Ankara is grumpy, so what? It has lost the land route between Aleppo and the Bab al-Salameh border crossing with Turkey in the Turkish province of Kilis. Well, obviously it is to Syria's advantage, and represents a solution to President Recep Tayyip Erdogan and Prime Minister Ahmet Davutoglu meddling in Syrian affairs where they have plotted with the terrorists to topple the Damascus regime since 2011. To which purpose they have used all means at their disposal short of sending troops to Syria.

And should they proceed to do that, through augmenting the ground troops that Saudi Arabia and the UAE plan to dispatch, they will all be returning speedily whence they came, mute and reeking with death's decay, decomposing even while encased in wooden coffins, as they deserve.

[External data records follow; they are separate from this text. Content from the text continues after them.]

Issue #3616, opened 2026-08-16
[Web][API] Remediate dispatches uninstalls to up to 500 devices from one unlabelled icon — no confirmation, no count, no preview


ToddHebebrand:
Split out from #3381, where this mechanism caused 259 unintended software uninstalls across a self-hosted fleet.

**The defect:** the Remediate control on the Compliance Dashboard dispatches uninstalls to up to 500 devices from a single click, with no confirmation, no device count, and no preview of what will be removed.

`apps/web/src/components/software/ComplianceDashboard.tsx:555-566` renders it as an 8x8 wrench icon button whose only text is a `title` tooltip, sitting in a row of icon buttons directly beside Edit. `onClick` goes straight to `handleRemediate(policy)` (line 348), which POSTs `/software-policies/:id/remediate` with `body: JSON.stringify({})`.

**The empty body is the dangerous part.** With no explicit `deviceIds`, `apps/api/src/routes/softwarePolicies.ts:786-806` selects every device holding a `violation` row for that policy, capped at 500. In allowlist mode with `allowUnknown: false` — which is the default, and which the inventory-approve flow auto-creates — every installed item not matching a rule is an `unauthorized` violation. So the implicit target set is effectively the whole fleet, and the operator has no way to see that before clicking.

**`enforceMode` does not gate this path, by design.** The comment at `softwarePolicies.ts:814-824` is explicit: "`enforceMode`/`autoUninstall` authorise UNATTENDED remediation rather than a deliberate operator action." That reasoning is defensible for the *authorization* question — the route is behind the execute permission and MFA. But it means the two checkboxes an operator reasonably reads as the safety interlock ("nothing gets uninstalled until I arm this") do not apply here at all, and nothing in the UI communicates that.

**What it needs:**

A confirmation step that states the blast radius in the operator's terms before anything is queued — the device count, the policy name and mode, and a sample of what will actually be uninstalled. The count is already computable server-side from the same query the route runs, so a dry-run/preview response is cheap.

The count should come from the server, not the client's current filter view. Part of what made #3381 so disorienting is that the operator was looking at one screen while the route independently resolved a 500-device set.

Give the control a text label. A destructive fleet action should not be an unlabelled icon adjacent to Edit.

Consider requiring typed confirmation (policy name, or the device count) above some threshold, the way the org-deletion flows already do.

[...]

PR #3709, opened 2026-08-18
fix(web): batch bulk vulnerability actions to the server's 200-id cap (#3694)

### LINKED ISSUE #3694: [Web] Bulk CVE remediation sends the whole selection in one POST — >200 findings always fails on the deviceVulnerabilityIds cap
**Reported by tim104979 in discussion #2598** (v0.105.1): "Remediate findings — 576 findings" fails with `deviceVulnerabilityIds: Too big: expected array to have <=200 items`.

**Root cause:** UI/API mismatch, no chunking anywhere.

- API caps the array at 200: `apps/api/src/routes/vulnerabilities.ts:97` — `deviceVulnerabilityIds: z.array(z.string().uuid()).min(1).max(200)` (same cap at :114, :120, :131 for accept-risk / mitigate / tickets).
- Web sends the entire selection in one POST with no chunking and no selection cap: `apps/web/src/lib/api/vulnerabilities.ts:240-247` (`remediateVuln`), invoked from `CveDrawer.tsx:373` and `SoftwareGroupDrawer.tsx:392` with raw `selectedIds`. Nothing in the drawers or `VulnBulkActionModal.tsx` limits or batches.

**The server cap is reasonable and should stay:** `remediateVulnerabilities` (`services/vulnerabilityRemediation.ts:283+`) loops per finding doing ~5 queries plus `queueCommandForExecution` inside one synchronous HTTP request — 200 is a request-size bound, not a product limit.

**Fix:** client-side chunking in the web layer (sequential 200-item batches with aggregate result reporting), applied to all four capped endpoints, not just remediate. Partial-success surfacing matters — if batch 2 of 3 fails, the operator must see which findings never scheduled.

bdunncompany:
Closes #3694. Fixes the 576-finding failure @tim104979 hit in #2598.

## Change

`runChunked` batches `deviceVulnerabilityIds` to the server's 200 cap, **sequentially** — parallel batches would multiply exactly the per-finding work (~5 queries + a command enqueue each) that the cap exists to bound.

At or under the cap it is a single request, byte-identical to before, with `runAction` still owning the toast. Above the cap `runAction` is called without `successMessage` so it stays quiet and one merged toast replaces N.

Applied to `remediateVuln`, `bulkAcceptVulnRisk`, `bulkMitigateVulns`.

## Two things I want your ruling on

**1. Remediation retries are not idempotent — this PR does not fix that.**

An adversarial review flagged it and I confirmed it: `remediateVulnerabilities` queues a fresh `install_patches` through `queueCommandForExecution` with no finding/action idempotency key. So if batch 2 of 3 fails and the operator retries the same selection, the 200 findings that already succeeded queue a **second install** on those devices. The drawers keep the original selection and re-enable submit on failure, so a blind retry is the natural next click.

For Mr. Assad has it on the very best authority that there may well be an impending complication in his current status having achieved the ascendancy.

As soon as the Aleppo route was cut off, thwarting Erdogan's plans for Turkey's future in Syria, Russian Defense Ministry spokesman Igor Konashenkov stated that Turkey was "actively preparing for a military invasion". "We’re detecting more and more signs of Turkish armed forces being engaged in covert preparations for direct military actions in Syria" he warned. And Mr. Assad agrees, and he is prepared and he has issued his warning.